1. Di pasar yang sempurna, pilihan anatra membayar atau tidak membayar deviden tidak
penting. Namun, ketika menyadari bahwa di dunia nyata ada biaya untuk menerbitkan
saham, kita lebih suka menggunakan ekuitas internal untuk membiaya peluang investasi.
Disini keputusan deviden sekedar faktor sisa, dimana pembayaran deviden harus sama
dengan sisa modal internal setelah dikurangi pendanaan baikan ekuitas investasi.
2. Ketidaksempurnaan pasar lain yang bisa membuat kebijakan deviden mempengaruhi harga
saham adalah: keunggulan pajak capital gain, biaya agensi, efek klientel, dan isi informasi
kebijakan tertentu.

Stock dividend dan stock split telah digunakan dalam kaitan sebagai suplemen dividen kas.

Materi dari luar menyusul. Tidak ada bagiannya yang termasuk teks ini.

Issue #81, opened 2014-06-22
zip should use the length of the largest array


megawac:
Most other libraries use a `zip` implementation that will apply the length of the largest array for the result.

```
zip([1, 2, 3], ['a', 'b', 'c', 'd']); // => [[1,"a"],[2,"b"],[3,"c"],[undefined,"d"]]
```

kwijibo:
+1 for R.unzip

CrossEye:
@kwijibo: Interested in creating a Pull Request?

kwijibo:
@CrossEye I'll give it a go

Issue #1068, opened 2015-05-06
Transposing an array, similar to partition or unzip


ccorcos:
I have an array like this `[[0, 'chet'], [2, 'charlie'], [10, 'joe']]` and I want to transpose the array.

The result looks like this `[R.map(R.nth(0))(array), R.map(R.nth(1))(array)]` but obviously, I'd like a point free way of doing this. I'm not sure what the most general form of this would be either.

CrossEye:
So, something like this?:

```js
var transpose = function(a) {
    return R.mapIndexed(function(col, i) { 
        return R.map(R.nth(i), a)
    }, R.head(a));
};

transpose([[0, 'chet'], [2, 'charlie'], [10, 'joe']]); //=> [[0,2,10],["chet","charlie","joe"]]
```

There are three different versions at http://bit.ly/1P17BKx; none manages to get quite points-free.

ccorcos:
Ah, yes. Well I guess the problem I'm having is when there are multiple arguments to different functions within the map... I tried doing this with `nthArg`, but the problem is we're mapping over two values. I'm realizing the same thing on a similar problem where I want to go from `[[0, 'chet'], [2, 'charlie'], [10, 'joe']]` to `[{id:0, username:'chet'}, ...]`. Ideally, something like `R.map(R.zipObj)` should work, but the problem is that whatever you pass will be mapped immediately. I also tried `R.compose(R.map, R.zipObj)` which doesnt work either...

ccorcos:
This is what I settled with for the second example:
```
zip = R.curry (keys, values) ->
    R.map(R.zipObj(keys))(R.apply(R.zip, values))
```

CrossEye:
Oh, we have two functions that help with things like this, `converge` and `useWith`.  Here `useWith` [will help][re]:

    var zip = R.useWith(R.map, R.zipObj, R.identity);

  [re]: http://bit.ly/1Qo7N42

ccorcos:
Whoa. Thats exactly what I wanted! Its pretty hard getting used to thinking like that, but I like it!

PR #1526, opened 2015-11-19
R.transpose (was R.unzip)

kwijibo:
As mentioned in #81

### DIFF
--- a/src/transpose.js
+++ b/src/transpose.js
@@ -1,0 +1,41 @@
+var _curry1 = require('./internal/_curry1');
+
+
+/**
+ * Transposes the rows and columns of a 2D list.
+ * When passed a list of `n` lists of length `x`,
+ * returns a list of `x` lists of length `n`.
+ *
+ *
+ * @func
+ * @memberOf R
+ * @category List
+ * @sig [[a]] -> [[a]]
+ * @param {Array} list A 2D list
+ * @return {Array} A 2D list
+ * @example
+ *
+ *      R.transpose([[1, 'a'], [2, 'b'], [3, 'c']]) //=> [[1, 2, 3], ['a', 'b', 'c']]
+ *      R.transpose([[1, 2, 3], ['a', 'b', 'c']]) //=> [[1, 'a'], [2, 'b'], [3, 'c']]
+ *
+ * If some of the rows are shorter than the following rows, their elements are skipped:
+ *
+ *      R.transpose([[10, 11], [20], [], [30, 31, 32]]) //=> [[10, 20, 30], [11, 31], [32]]
+ */
+module.exports = _curry1(function transpose(outerlist) {
+  var i = 0;
+  var result = [];
+  while (i < outerlist.length) {
+    var innerlist = outerlist[i];
+    var j = 0;
+    while (j < innerlist.length) {
+      if (typeof result[j] === 'undefined') {
+        result[j] = [];
+      }
+      result[j].push(innerlist[j]);
+      j += 1;
+    }
+    i += 1;
+  }
+  return result;
+});
--- a/test/transpose.js
+++ b/test/transpose.js
@@ -1,0 +1,22 @@
+var R = require('..');
+var eq = require('./shared/eq');
+
+describe('transpose', function() {
+  it('returns an array of two arrays', function() {
+    var input = [['a', 1], ['b', 2], ['c', 3]];
+    eq(R.transpose(input), [['a', 'b', 'c'], [1, 2, 3]]);
+  });
+  it('skips elements when rows are shorter', function() {
+    var actual = R.transpose([[10, 11], [20], [], [30, 31, 32]]);
+    var expected = [[10, 20, 30], [11, 31], [32]];
+    eq(actual, expected);
+  });
+  it('copes with empty arrays', function() {
+    eq(R.transpose([]), []);
+  });
+  it('copes with true, false, null & undefined elements of arrays', function() {
+    var actual = R.transpose([[true, false, undefined, null], [null, undefined, false, true]]);
+    var expected = [[true, null], [false, undefined], [undefined, false], [null, true]];
+    eq(actual, expected);
+  });
+});


kwijibo:
FWIW, while writing the docs, I noticed that the docs contain reference to both `tuple` and `pair`, and `element` and `item`; not a big deal, but might be worth standardising for internal consistency.

CrossEye:
Agreed.  It would be good to standardize.

test/unzip.js
```diff
@@ -0,0 +1,10 @@
+var R = require('..');
+var eq = require('./shared/eq');
+
+describe('unzip', function() {
+  it('returns an array of two arrays', function() {
+    var input = [[1, 2], ['pot', 'kettle']];
+    eq(R.unzip(input), [[1, 'pot'], [2, 'kettle']]);
```
CrossEye: I think this would be more demonstrative if the list had more than two elements.  The behavior of this example is indistinguishable from `zip`.  Moreover, I would find it more appropriate if the resulting lists are more homogeneous.  Something like:

```js
R.unzip([[1, 'a'], [2, 'b'], [3, 'c'], [4, 'd']]); //=> [[1, 2, 3, 4], ['a', 'b', 'c', 'd']]
```

I suppose the same length comment applies to the code documentation too.

kwijibo:
@CrossEye I've made the changes you mentioned. Actually an alternative to `unzip` could be a more general pair of functions, `pivot` / `unpivot`.
```
pivot([['a', 'b', 'c'], [1, 2, 3], [true, false, true]]) //=> [['a', 1, true], ['b', 2, false], ['c', 2, true]]
unpivot([['a', 1, true], ['b', 2, false], ['c', 2, true]]) //=>  [['a', 'b', 'c'], [1, 2, 3], [true, false, true]]
```
(However, working with pairs seems the most common use case and has most synergy with the existing Ramda functions)

kwijibo:
(also, is `master` the correct branch to do a PR against? what's the Ramda release process?)

buzzdecafe:
what is the difference between `pivoy` and `unpivot`? seems to me that `pivot(pivot(lists)) ≍
 lists`

CrossEye:
`master` is the correct branch.  So far we've done nothing tricky with releases.

CrossEye:
I think I would leave `zip*` in place as it's a well-known interface, but perhaps instead of `unzip`, we could use `pivot` or `transpose` for arbitrary-length lists of lists.  And, as @buzzdecafe points out, we only need the one.

buzzdecafe:
> I think I would leave zip* in place as it's a well-known interface, but perhaps instead of unzip, we could use pivot or transpose for arbitrary-length lists of lists. 

sounds good to me.

kwijibo:
@buzzdecafe well spotted.

I only meant that `pivot` could replace `unzip`, as it only takes one list (of lists) as argument;  `zip` takes two lists, which is probably useful when curried, and `zipWith` and `zipObject` only really make sense on tuples/pairs.

CrossEye:
I prefer `transpose` to `pivot` but could live with either.  It would be nice to see what other langauges/libraries use here.  This is also discussed in #1452, and I presented some implementations in #1068 (although all of them would have to updated to take into account the deprecation of `mapIndexed` in favor of `addIndex` in #1061.)

CrossEye:
Updated those implementations:

http://bit.ly/1PR1NBA

kwijibo:
`transpose` is fine with me; I think `PIVOT` is from MS SQL, while Excel has a `TRANSPOSE` function. Haskell also has `transpose`.

buzzdecafe:
this is fun -- here is a different impl just for fun:

http://bit.ly/1NgIt1O

kwijibo:
How about this?
The behaviour when rows are of unequal length is lifted  from http://hackage.haskell.org/package/base-4.8.1.0/docs/Data-List.html#v:transpose

kwijibo:
Also, can anyone suggest a more informative type signature than [nx] -> [xn] ?

buzzdecafe:
maybe just crib it from Haskell:

```hs
transpose :: [[a]] -> [[a]] 
```

test/transpose.js
```diff
@@ -0,0 +1,15 @@
...
+  it('returns an array of two arrays', function() {
+    var input = [['a', 1], ['b', 2], ['c', 3]];
+    eq(R.transpose(input), [['a', 'b', 'c'], [1, 2, 3]]);
+  });
+  it('skips elements when rows are shorter', function() {
+    var actual = R.transpose([[10, 11], [20], [], [30, 31, 32]]);
+    var expected = [[10, 20, 30], [11, 31], [32]];
+    eq(actual, expected);
+  });
+});
```
buzzdecafe: i think we should have a test for `eq(transpose([]), [])`, otherwise LGTM

kwijibo:
@buzzdecafe cool. Test added.

buzzdecafe:
just needs squashing, then :cow2:

test/transpose.js
```diff
@@ -0,0 +1,18 @@
...
+describe('transpose', function() {
+  it('returns an array of two arrays', function() {
+    var input = [['a', 1], ['b', 2], ['c', 3]];
+    eq(R.transpose(input), [['a', 'b', 'c'], [1, 2, 3]]);
+  });
+  it('skips elements when rows are shorter', function() {
+    var actual = R.transpose([[10, 11], [20], [], [30, 31, 32]]);
+    var expected = [[10, 20, 30], [11, 31], [32]];
+    eq(actual, expected);
+  });
```
CrossEye: This is the behavior as described by another language/library?  It seems ugly.  But I'm not sure I have anything better at the moment.

kwijibo: If you have a table like:
```
10 11   
20      
30 31 32
```
and you change rows to columns, you get:
```
10  20   30
11         31
             32
```
Which would be 
```javascript
[[10,20,30], [11, undefined, 31], [undefined, undefined, 32]]
```

kwijibo: it seems like, say you were rendering such a table, and you wanted to transpose rows and columns, those `undefined`s are necessary information. However if you padded your initial rows with `undefined` so that they are all the same length, you would get a lossless transformation.
ie: 
```javascript
transpose([[10, 11, undefined], [20, undefined, undefined], [undefined,undefined,undefined], [30, 31, 32]]) //=>
[[10,20,30], [11, undefined, 31], [undefined, undefined, 32]]
```

CrossEye: That's the line I was considering.  But it doesn't really seem to work.  I think perhaps the only law we could support is something to the effect of 

```
// if each list in lists has the same length, then
transpose(transpose(lists))  ≍  lists
```

And if the lists are of different lengths, you're on your own.

CrossEye:
This looks good to me.  Any other feedback, anyone?

Could you squash the commits?

kwijibo:
OK doke. I was a bit clumsy with rebase, but I think the commits are squashed ok now...

buzzdecafe:
LGTM :cow2: 

thanks for persevering

davidchambers:
Please run `git commit --amend` and rewrite the commit message to summarize the patch, rather than give a blow-by-blow account. :)

src/transpose.js
```diff
@@ -0,0 +1,41 @@
+var _curry1 = require('./internal/_curry1');
+/**
+ * Transposes the rows and columns of a 2D list.
+ * When passed a list of `n` lists of length `x`,
+ * returns a list of `x` lists of length `n`.
+ *
+ *
+ * @func
+ * @memberOf R
+ * @since v0.19.0
```
davidchambers: Please remove this line. We'll add it when we publish the next version.

src/transpose.js
```diff
@@ -0,0 +1,41 @@
+var _curry1 = require('./internal/_curry1');
+/**
```
davidchambers: Two empty lines after imports, please.

```javascript


/**
 * ...
 */
```

src/transpose.js
```diff
@@ -0,0 +1,41 @@
...
+    while (y < inlen) {
+      result[y] = result[y] || [];
+      result[y].push(innerlist[y]);
+      y = y + 1;
+    }
+    x = x + 1;
+  }
+  return result;
+});
+
```
davidchambers: :space_invader:

src/transpose.js
```diff
@@ -0,0 +1,41 @@
...
+  var x = 0;
+  var result = [];
+  while (x < outlen) {
+    var innerlist = outerlist[x];
+    var y = 0;
+    var inlen = innerlist.length;
+    while (y < inlen) {
+      result[y] = result[y] || [];
+      result[y].push(innerlist[y]);
+      y = y + 1;
```
davidchambers:
```javascript
y += 1;
```

src/transpose.js
```diff
@@ -0,0 +1,41 @@
...
+    }
+    x = x + 1;
```
davidchambers:
```javascript
x += 1;
```

src/transpose.js
```diff
@@ -0,0 +1,41 @@
...
+ *
+ *      R.transpose([[1, 'a'], [2, 'b'], [3, 'c']]) //=> [[1, 2, 3], ['a', 'b', 'c']]
+ *      R.transpose([[1, 2, 3], ['a', 'b', 'c']]) //=> [[1, 'a'], [2, 'b'], [3, 'c']]
+ *
+ * If some of the rows are shorter than the following rows, their elements are skipped:
+ *
+ *      R.transpose([[10, 11], [20], [], [30, 31, 32]]) //=> [[10, 20, 30], [11, 31], [32]]
+ */
+module.exports = _curry1(function transpose(outerlist) {
+  var outlen = outerlist.length;
```
davidchambers: We needn't cache this value: we can rely on JS engines to perform this optimization.

src/transpose.js
```diff
@@ -0,0 +1,41 @@
...
+  var x = 0;
+  var result = [];
+  while (x < outlen) {
+    var innerlist = outerlist[x];
+    var y = 0;
+    var inlen = innerlist.length;
+    while (y < inlen) {
+      result[y] = result[y] || [];
```
davidchambers: Could you replace the `||` with an explicit check? Using `||` with non-Boolean operands is a common source of bugs (and has been responsible for half a dozen Ramda bugs).

test/transpose.js
```diff
@@ -0,0 +1,18 @@
...
+  it('copes with empty arrays', function() {
+    eq(R.transpose([]), []);
+  });
+});
+
```
davidchambers: :space_invader:

src/transpose.js
kwijibo: @davidchambers this is a good point. You may well need to have `false`, `null`, `undefined` elements in an array (eg `undefined` elements in a transposed column). I have added a test to check for this.

kwijibo:
Done. Is there  a style guide document somewhere that CONTRIBUTING.md  could point to?
And a key for the emoji semantics... :thought_balloon:

src/transpose.js
```diff
@@ -0,0 +1,42 @@
...
+/**
+ * Transposes the rows and columns of a 2D list.
+ * When passed a list of `n` lists of length `x`,
+ * returns a list of `x` lists of length `n`.
+ *
+ *
+ * @func
+ * @memberOf R
+ * @category List
+ * @sig transpose :: [[a]] -> [[a]]
```
davidchambers: The `@sig` needn't include the function name. `[[a]] -> [[a]]` would suffice.

davidchambers:
> Is there a style guide document somewhere that CONTRIBUTING.md could point to?

That would be very useful. Such a document does not yet exist.

> And a key for the emoji semantics...

`:space_invader:` (:space_invader:) indicates a stray empty line (in this case at the end of a file).

src/transpose.js
```diff
@@ -0,0 +1,42 @@
...
+ *      R.transpose([[10, 11], [20], [], [30, 31, 32]]) //=> [[10, 20, 30], [11, 31], [32]]
+ */
+module.exports = _curry1(function transpose(outerlist) {
+  var x = 0;
+  var result = [];
+  while (x < outerlist.length) {
+    var innerlist = outerlist[x];
+    var y = 0;
+    while (y < innerlist.length) {
+      if (!result.hasOwnProperty(y)) {
```
davidchambers: I haven't quite wrapped my head around this implementation, but I wonder whether we could use a length check of some sort here. It seems odd to treat a list as a dictionary.

src/transpose.js
```diff
@@ -0,0 +1,42 @@
...
+ *
+ * If some of the rows are shorter than the following rows, their elements are skipped:
+ *
+ *      R.transpose([[10, 11], [20], [], [30, 31, 32]]) //=> [[10, 20, 30], [11, 31], [32]]
+ */
+module.exports = _curry1(function transpose(outerlist) {
+  var x = 0;
+  var result = [];
+  while (x < outerlist.length) {
+    var innerlist = outerlist[x];
```
davidchambers: I would prefer to use `i` and `j` rather than `x` and `y`.

CrossEye: Agreed.

kwijibo:
Space invaders removed, `x`s changed for `i`s.

PR #1527, opened 2015-11-20
Change assocPath behavior for empty path

gilligan:
R.assocPath([], 0, {a:1}) should return 0 not {a:1}

As discussed in #1510 the previous behavior of returning the full object does not quite match the desired logic that would also be required for lensPath. From a lens point of view the focus is on the empty path and thus on the whole object, meaning the whole object is being overwritten and not "nothing is being ovewritten"


davidchambers:
:deciduous_tree:

CrossEye:
:herb:

PR #1529, opened 2015-11-21
Replace jshint and jscs with eslint

gilligan:
### what
As mentioned on gitter I would like to replace `jshint` and `jscs` with `eslint`. 

### why
eslint is flexible and powerful enough to replace the functionality of both tools. Even if rules beyond current capabilities might be required at some point there is a nice plugin architecture which would allow for custom rules. Apart from that jshint is somewhat archaic.

### status
I created a `.eslintrc` based on the existing linting configurations. The configuration was extended with rules such as http://eslint.org/docs/rules/wrap-iife and http://eslint.org/docs/rules/one-var plus a various rules for catching obvious mistakes such as dangling commas or duplicate function arguments. Obviously all sources were fixed to adhere to the rules and `npm run lint` reports no errors.


buzzdecafe:
fine with me, i have no great love for jscs or jshint. so if we can use 1 tool, and reduce our conf-file count, then let's.

src/internal/_flatCat.js
```diff
@@ -29,4 +29,4 @@ module.exports = (function() {
       }
     };
   };
-}());
+})();
```
CrossEye: I'm curious as to the rationale for this.  Is this simply the eslint house style?  Is it configurable?

I admit to a minor preference for the other style, `(function() {/* ... */}())` over `(function() {/* ... */})()`, but it's a fairly minor things.  Still, I don't want to change this for no good reason.  And I think "that's what the linter prefers" is no good reason.  If someone can make a compelling argument, or if eslint doesn't even allow my preferred syntax, then I could see just going with the flow.

CrossEye: Never mind.  Looked it up and see this non-default preference in the config file above.  Will add a comment there.

.eslintrc
```diff
@@ -0,0 +1,86 @@
...
+      2,
+      "last"
+    ],
+    "curly": [
+      2,
+      "all"
+    ],
+    "dot-notation": 0,
+    "eol-last": 2,
+    "wrap-iife": [2, "inside"],
```
CrossEye: That's causing a number of tweaks that seem to have little reason.  Were there more if it was the other way?

I'd rather do "outside", although it's a minor preference.

CrossEye:
I'd be quite happy to have this.  I do have a caveat about one of the flags, but I think this is worth doing, overall.

src/uniqBy.js
```diff
@@ -36,12 +36,12 @@ module.exports = _curry2(/* globals Set */ typeof Set === 'undefined' ?
...
-        result        = [],
-        nullExists    = false,
-        negZeroExists = false,
-        idx           = 0;
+      applied       = [], appliedItem, item,
+      prevSetSize   = 0,  newSetSize,
+      result        = [],
+      nullExists    = false,
+      negZeroExists = false,
+      idx           = 0;
```
scott-christopher: The `=` here either needs realigning or the extra whitespace used for alignment should be removed.

scott-christopher:
It might be worth standardising on the use of one var per block vs one var per variable while we're at it too. It looks like the `one-var` eslint config covers this, which I'd propose using:
```
"one-var": [2, {
    "uninitialized": "always", // Exactly one declaration for uninitialized variables per function
    "initialized": "never" // Exactly one declarator per initialized variable declaration per function
}]
```

.eslintrc
gilligan: Neither inside nor outside was used consistently so I basically just picked one. I'm totally fine with changing it to "outside" if that is preferred.

src/uniqBy.js
gilligan: Everything is indented by 2 spaces.

scott-christopher: Sorry, I meant the `=` before `new Set()` is no longer vertically aligned with the other `=`.

gilligan:
I now switched the `iife` config so the expected syntax is now : 
```js
(function () { ... }()); 
```
As you can see there were number of files where it was used the other way round.

gilligan:
@scott-christopher I added the `one-var` rule as suggested by you.

.eslintrc
```diff
@@ -0,0 +1,87 @@
+{
+  "env": {
+      "node": true,
+      "mocha": true
```
davidchambers: :triangular_ruler: We should lint __.eslintrc__. ;)

src/empty.js
```diff
@@ -40,7 +40,7 @@ module.exports = _curry1(function empty(x) {
     _isObject(x) ?
       {} :
     _isArguments(x) ?
-      (function() { return arguments; }()) :
+      (function() { return arguments; })() :
```
davidchambers: This change should be reverted, shouldn't it?

gilligan:
While adjusting the sources for `one-var` I realised that sometimes there is a blank line after the var statements block and sometimes there is not. Is this something you would like to see standardised the one or the other way @davidchambers @scott-christopher ?

davidchambers:
This needn't be standardized.

gilligan:
I think the following rules could be enabled because they are pretty much uncontroversial and just find silly mistakes : 

http://eslint.org/docs/rules/comma-dangle
http://eslint.org/docs/rules/no-debugger 
http://eslint.org/docs/rules/no-dupe-args 
http://eslint.org/docs/rules/no-dupe-keys 
http://eslint.org/docs/rules/no-duplicate-case 
http://eslint.org/docs/rules/no-extra-semi
http://eslint.org/docs/rules/no-unreachable

There is no good reason to allow any of what the above checks I suppose ?

davidchambers:
Go ahead and enable those rules, @gilligan. :)

gilligan:
Added the aforementioned rules. There were some dangling commas at least ;--} Are there any other modifications anyone would like to see to the rules ? Otherwise I'd squash commits and make this a proper PR.

gilligan:
stashed the commits, updated title and description. The changes are of course pretty much all over the place but all of them very minimal.

.eslintrc
```diff
@@ -0,0 +1,51 @@
...
+    "quotes": [ 2, "single", "avoid-escape" ],
+    "comma-dangle": [ 2, "never" ],
+    "no-debugger": 2,
+    "no-dupe-args": 2,
+    "no-dupe-keys": 2,
+    "no-duplicate-case": 2,
+    "no-extra-semi": 2,
+    "no-unreachable": 2,
+  }
+}
```
davidchambers: Could we make the formatting of this file consistent? We use `[a, b, c]` in some places and `[ a, b, c ]` in others. You could use `JSON.stringify(x, null, 2)` to normalize the formatting.

davidchambers:
:deciduous_tree:

CrossEye:
:fireworks:

davidchambers:
@gilligan, can we remove __.jscsrc__, __.jshintignore__, and __.jshintrc__?

CrossEye:
I believe we can.

gilligan:
Oh, yes we can/should indeed. Forgot that :/

davidchambers:
Mind opening a pull request, @gilligan?

gilligan:
@davidchambers #1559 

I just now realised that there were also still plenty of jshint switches across various test files ;(
The PR removes all of them.

davidchambers:
Thanks!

Sekarang, tidak ada bukti empirik tentang hubungan antara stock dividend dan stok split dan
harga saham di pasar. Namun stock dividend atau stock split dapat digunakan untuk membuat
harga saham tetap dalam rentang yang optimal. Demikian pula investor mempersepsi bahwa
stock dividend mengandung informasi yang menguntungkan tentang operasi perusahaan,
sehingga harga saham bisa naik.

Alternatif dari pembayaran deviden, manajemen bisa membeli kembali saham. Di pasar
yang sempurna, investor tidal peduli antara penerimaan deviden atau pembelian kembali
saham investor bisa menciptakan aliran deviden dengan menjual saham ketika membutuhkan
pendapatan. Bila pasat tidak sempurna, investor mungkin lebih suka salah satu metode
distribusi pendapatan korporat. Pembelian kembali bisa juga dipandang sebagai keputusan
pendanaan dengan menerbitkan hutang dan membeli kembali saham, perusahaan bisa langsung
mengubah campuran hutang – ekuitasnya dengan proporsi hutang lebih tinggi. Demikian pula,
bannyak manajer menanggap pembelian kembali saham sebagai keputusan investasi pembeli
saham ketika mereka yakin sedang hurang dihargai.